## To do
You are to retype exactly the line with "PR #470, opened 2021-09-29" and every line after it in the entries below.

- - - - - - -

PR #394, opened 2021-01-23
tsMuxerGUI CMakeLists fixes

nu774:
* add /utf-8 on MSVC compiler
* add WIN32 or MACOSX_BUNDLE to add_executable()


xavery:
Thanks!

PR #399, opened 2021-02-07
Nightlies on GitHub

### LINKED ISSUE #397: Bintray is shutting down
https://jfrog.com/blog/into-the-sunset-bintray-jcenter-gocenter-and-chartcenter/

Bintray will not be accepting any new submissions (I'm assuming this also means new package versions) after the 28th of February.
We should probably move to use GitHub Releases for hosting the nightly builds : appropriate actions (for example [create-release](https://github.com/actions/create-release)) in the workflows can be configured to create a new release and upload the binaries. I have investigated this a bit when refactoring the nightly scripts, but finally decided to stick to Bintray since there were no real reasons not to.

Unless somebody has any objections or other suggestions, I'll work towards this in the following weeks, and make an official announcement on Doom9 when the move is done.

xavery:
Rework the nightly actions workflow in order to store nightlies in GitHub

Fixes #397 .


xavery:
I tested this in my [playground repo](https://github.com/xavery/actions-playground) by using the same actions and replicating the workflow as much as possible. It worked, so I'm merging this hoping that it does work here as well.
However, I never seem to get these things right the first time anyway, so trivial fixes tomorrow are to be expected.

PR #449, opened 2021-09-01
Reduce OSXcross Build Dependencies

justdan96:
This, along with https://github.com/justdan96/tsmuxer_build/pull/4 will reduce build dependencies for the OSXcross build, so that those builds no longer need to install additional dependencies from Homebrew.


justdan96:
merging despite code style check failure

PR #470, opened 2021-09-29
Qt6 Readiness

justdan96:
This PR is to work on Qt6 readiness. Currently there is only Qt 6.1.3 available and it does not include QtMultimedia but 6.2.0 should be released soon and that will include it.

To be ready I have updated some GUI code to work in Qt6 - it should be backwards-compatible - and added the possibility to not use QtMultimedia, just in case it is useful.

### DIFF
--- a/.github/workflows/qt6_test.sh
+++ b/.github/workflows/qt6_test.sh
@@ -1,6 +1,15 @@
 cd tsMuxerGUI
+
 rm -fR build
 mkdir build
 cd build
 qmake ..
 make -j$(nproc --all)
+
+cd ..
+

- - - - - - -

## Answer to this task
PR #470, opened 2021-09-29
Qt6 Readiness

justdan96:
This PR is to work on Qt6 readiness. Currently there is only Qt 6.1.3 available and it does not include QtMultimedia but 6.2.0 should be released soon and that will include it.

To be ready I have updated some GUI code to work in Qt6 - it should be backwards-compatible - and added the possibility to not use QtMultimedia, just in case it is useful.

### DIFF
--- a/.github/workflows/qt6_test.sh
+++ b/.github/workflows/qt6_test.sh
@@ -1,6 +1,15 @@
 cd tsMuxerGUI
+
 rm -fR build
 mkdir build
 cd build
 qmake ..
 make -j$(nproc --all)
+
+cd ..
+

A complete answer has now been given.